Patchwork-Kissen gegen "das Vergessen"
(Fotos aus persönlichen Gründen unkenntlich gemacht)
Aber ist letztendlich nicht alles, was wir tun, nur eine Aneinanderreihung von Versuchen, die Welt ein wenig besser oder schöner zu machen? Wen interessiert es also, ob die Bilder auf dem Kissen gestochen scharf sind? Da der Empfänger des Kissens sowieso nicht mehr die volle Sehkraft besitzt, ist es völlig nebensächlich, welche Auflösung die Fotos haben. Je nach Tagesform wird er die Bilder erkennen - und damit meine ich nicht sehen, sondern in seinen Erinnerungen erkennen. An guten Tagen wird er mit dem, was er sieht oder liest, wissen, worum es sich handelt. An schlechten Tagen würden auch hochauflösendere Bilder keine Erinnerungen in ihm hervorrufen können.
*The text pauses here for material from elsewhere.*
Issue #1445, opened 2018-06-27
LMNN: optimization of kNN computation by tree caching


rcurtin:
This is a follow-up to the LMNN support added in #1407.  One of the biggest parts of the computation we are performing is the repeated calculation of the impostors with a kNN search.  Looking at current benchmarks, the algorithm spends half or more of its time performing these searches.  Depending on the dataset, a lot of this time can be the tree building process (which at the current moment has no timer running for it when the reference tree is built). But the points in the tree don't change, although they are stretched.  So if we can cache the tree structure between iterations, we can completely save that time.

Auf die Frage, für wen das Kissen nun ist, habe ich für mich eine Antwort gefunden. Es ist für uns alle. Für mich, um etwas hoffentlich Schönes für einen lieben Menschen getan zu haben. Für mich, um auch mir viele schöne gemeinsame Situationen wieder ins Gedächtnis zu rufen und ihn beim nächsten Besuch daran erinnern zu können. Für all seine Besucher im Pflegeheim - sei es Familie oder Bekannte - um auch ihnen die eine oder andere gemeinsame und schöne Situation wieder ins Gedächtnis zu rufen. Um Besucher - und auch Pflegekräfte - dazu zu animieren, ihn an schöne Stunden zu erinnern. Um sich gemeinsam mit ihm zu erinnern oder um ihn vielleicht zu ermuntern, im Zusammenhang mit dem ein oder anderen Foto etwas zu erzählen.
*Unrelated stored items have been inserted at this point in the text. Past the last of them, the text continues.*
PR #1476, opened 2018-07-27
Update LMNN low-rank tests to use all three optimizers.

rcurtin:
@manish7294 ---take a look at this and tell me what you think.

Basically all I have done is reworked the low-rank LMNN tests so that they can be included in the test suite.  It's true that sometimes the low-rank LMNN may randomly perform poorly (or at least very differently) based on initial starting point, so I've made it so that it can take three trials (or up to five with BBSGD since it seems to perform worse).

### DIFF
--- a/src/mlpack/tests/lmnn_test.cpp
+++ b/src/mlpack/tests/lmnn_test.cpp
@@ -17,6 +17,7 @@
 #include <mlpack/methods/lmnn/lmnn.hpp>
 #include <mlpack/core/optimizers/lbfgs/lbfgs.hpp>
 #include <mlpack/methods/neighbor_search/neighbor_search.hpp>
+#include <mlpack/core/optimizers/bigbatch_sgd/bigbatch_sgd.hpp>
 
 #include <boost/test/unit_test.hpp>
 #include "test_tools.hpp"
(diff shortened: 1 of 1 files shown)


src/mlpack/tests/lmnn_test.cpp
```diff
@@ -442,53 +443,171 @@ BOOST_AUTO_TEST_CASE(LMNNAccuracyTest)
...
+
+    // Learn a low rank matrix.
+    outputMatrix = arma::randu(4, 5);
+    lmnn.LearnDistance(outputMatrix);
+
+    double acc2 = KnnAccuracy(outputMatrix * dataset, labels, 1);
+
+    // We keep the tolerance very high.  We need to ensure the accuracy drop
+    // isn't any more than 10%.
+    success = ((acc1 - acc2) <= 10.0);
```
manish7294: Why we are only considering  accuracy drop case? I think it accuracy may increase as well and in that case this will always result in success no matter how much the difference. So, shouldn't we use `abs(acc1 - acc2)` here. What do you think?

rcurtin: If accuracy increases, even by a lot, I don't see this as an issue at all.  Mostly I want to check that accuracy doesn't drop way off, because to me that could indicate a big bug.  (Like if accuracy goes from 50% to 0%, for instance.)

manish7294: hmm, Then it's all right. I think it's good to merge :)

Und natürlich für ihn, um in guten Tagen zu erfreuen und um ihn an die schönen Dinge und Situationen im Leben zu erinnern.

Ein kleines Kissen im großen Kampf gegen das Vergessen. Bilder, die nicht nur in einem Buch im Regal stehen. Fotos, Situationen und Lebensereignisse mitten im Raum - immer an seiner Seite. Für jeden sichtbar und damit hoffentlich ein Anreiz für jeden, der den Raum betrifft durch einen Kommentar oder eine Frage zu dem Kissen oder dem einen oder anderen Foto, den Kampf gegen des Vergessen ein Stückchen mitzuführen.